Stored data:

Issue #629, opened 2022-01-21
Re-open /dev/null inside the container


adrianreber:
To use checkpoint/restore without `--console-socket` for testing it is necessary in runc/crun to start the container with `&> /dev/null < /dev/null`. This however results in using `/dev/null` from the host and not from the container. In this case stdin, stdout and stderr needs to be connected to `/dev/null` in the container. I did this for crun: https://github.com/containers/crun/commit/bbb1fa9f380b0606165222a2414cb7d4d45dd97f

Please also add this to youki.

PR #630, opened 2022-01-21
Use /dev/null inside of the container

adrianreber:
If stdin, stdout or stderr are redirected to /dev/null they need to be
pointed to /dev/null in the container. This is necessary for
checkpointing as CRIU cannot checkpoint processes using devices outside
of the container.

Fixes: #629


Furisto (commented):
This looks good, you just need to run cargo fmt --all to resolve the CI failure.

adrianreber:
Fixed formating

Furisto (approved):

Issue #628, opened 2022-01-21
Add --detach -d option


adrianreber:
To implement checkpoint/restore containers need to be started with `--detach`. This is currently missing.

The important part for checkpoint/restore is that `--detach` does `setsid()`. Hardcoding `setsid()` already helped me to be able to checkpoint a container.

• _Your task_: Going through the entries above, show each line that contains "opened".

• _Answer for the task_:
Issue #629, opened 2022-01-21
PR #630, opened 2022-01-21
Issue #628, opened 2022-01-21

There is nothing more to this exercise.